> **TASK GOAL**
When a line of the material has the word "https" in it, copy that line.

> **GIVEN RECORDS**
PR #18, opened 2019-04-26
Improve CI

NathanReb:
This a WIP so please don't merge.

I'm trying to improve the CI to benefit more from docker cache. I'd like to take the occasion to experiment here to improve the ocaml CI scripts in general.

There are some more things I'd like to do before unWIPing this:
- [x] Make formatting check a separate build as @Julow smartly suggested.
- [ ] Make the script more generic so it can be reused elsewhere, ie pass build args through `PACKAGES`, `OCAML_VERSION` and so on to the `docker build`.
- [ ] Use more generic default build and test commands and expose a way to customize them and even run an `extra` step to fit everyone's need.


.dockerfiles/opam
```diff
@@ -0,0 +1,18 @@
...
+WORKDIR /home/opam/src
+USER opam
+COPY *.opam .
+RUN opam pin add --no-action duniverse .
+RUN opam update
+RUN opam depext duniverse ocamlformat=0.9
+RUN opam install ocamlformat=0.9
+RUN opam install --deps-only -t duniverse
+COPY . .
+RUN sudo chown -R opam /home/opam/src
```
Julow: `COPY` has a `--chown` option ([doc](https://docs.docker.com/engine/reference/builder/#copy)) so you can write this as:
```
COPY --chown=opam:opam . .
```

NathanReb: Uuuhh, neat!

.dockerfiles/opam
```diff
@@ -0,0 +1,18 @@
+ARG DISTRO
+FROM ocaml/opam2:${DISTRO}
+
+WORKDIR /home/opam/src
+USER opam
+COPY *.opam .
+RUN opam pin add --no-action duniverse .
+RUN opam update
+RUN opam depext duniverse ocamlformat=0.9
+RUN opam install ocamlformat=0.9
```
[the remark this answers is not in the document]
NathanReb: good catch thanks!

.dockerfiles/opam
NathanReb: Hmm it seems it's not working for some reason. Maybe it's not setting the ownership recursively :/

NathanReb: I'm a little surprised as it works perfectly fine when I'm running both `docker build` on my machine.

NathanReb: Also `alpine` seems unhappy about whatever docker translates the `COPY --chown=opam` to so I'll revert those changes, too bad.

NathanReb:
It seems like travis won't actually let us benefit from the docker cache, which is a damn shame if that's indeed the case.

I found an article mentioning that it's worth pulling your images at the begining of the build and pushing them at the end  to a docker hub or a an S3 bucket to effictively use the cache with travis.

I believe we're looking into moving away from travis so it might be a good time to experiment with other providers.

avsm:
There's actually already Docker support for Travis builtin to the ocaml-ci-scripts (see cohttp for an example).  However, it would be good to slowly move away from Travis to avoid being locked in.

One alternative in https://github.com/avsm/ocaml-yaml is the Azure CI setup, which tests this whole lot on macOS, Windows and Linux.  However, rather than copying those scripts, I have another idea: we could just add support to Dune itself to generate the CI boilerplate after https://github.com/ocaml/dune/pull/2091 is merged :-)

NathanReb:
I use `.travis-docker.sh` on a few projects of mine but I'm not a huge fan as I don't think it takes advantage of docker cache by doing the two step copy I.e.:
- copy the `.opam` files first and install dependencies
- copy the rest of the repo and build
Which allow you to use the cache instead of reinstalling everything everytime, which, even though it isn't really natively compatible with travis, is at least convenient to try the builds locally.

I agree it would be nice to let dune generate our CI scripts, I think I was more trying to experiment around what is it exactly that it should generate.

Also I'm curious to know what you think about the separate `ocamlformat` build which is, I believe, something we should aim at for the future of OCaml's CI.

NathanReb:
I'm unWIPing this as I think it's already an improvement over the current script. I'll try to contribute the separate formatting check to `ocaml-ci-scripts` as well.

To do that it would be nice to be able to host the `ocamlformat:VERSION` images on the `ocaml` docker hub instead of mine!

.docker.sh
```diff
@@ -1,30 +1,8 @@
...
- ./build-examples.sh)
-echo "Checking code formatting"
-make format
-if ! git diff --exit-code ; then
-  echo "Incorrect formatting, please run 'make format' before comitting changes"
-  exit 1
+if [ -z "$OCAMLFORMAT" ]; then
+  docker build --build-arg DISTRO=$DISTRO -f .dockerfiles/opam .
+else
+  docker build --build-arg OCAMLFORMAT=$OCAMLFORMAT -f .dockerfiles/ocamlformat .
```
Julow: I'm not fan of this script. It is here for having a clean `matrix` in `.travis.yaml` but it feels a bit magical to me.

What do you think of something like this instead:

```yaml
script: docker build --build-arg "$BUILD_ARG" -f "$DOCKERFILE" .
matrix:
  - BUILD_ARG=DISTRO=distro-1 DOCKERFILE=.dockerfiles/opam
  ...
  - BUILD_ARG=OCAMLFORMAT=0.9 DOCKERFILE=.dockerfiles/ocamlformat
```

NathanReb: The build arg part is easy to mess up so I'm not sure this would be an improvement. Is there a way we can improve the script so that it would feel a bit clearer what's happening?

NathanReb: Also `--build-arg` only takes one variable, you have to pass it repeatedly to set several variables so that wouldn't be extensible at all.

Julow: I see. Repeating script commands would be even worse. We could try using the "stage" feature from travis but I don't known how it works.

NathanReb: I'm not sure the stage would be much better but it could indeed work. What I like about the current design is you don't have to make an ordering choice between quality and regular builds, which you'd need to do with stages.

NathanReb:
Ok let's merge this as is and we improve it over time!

> **REPLY**
Julow: `COPY` has a `--chown` option ([doc](https://docs.docker.com/engine/reference/builder/#copy)) so you can write this as:
One alternative in https://github.com/avsm/ocaml-yaml is the Azure CI setup, which tests this whole lot on macOS, Windows and Linux.  However, rather than copying those scripts, I have another idea: we could just add support to Dune itself to generate the CI boilerplate after https://github.com/ocaml/dune/pull/2091 is merged :-)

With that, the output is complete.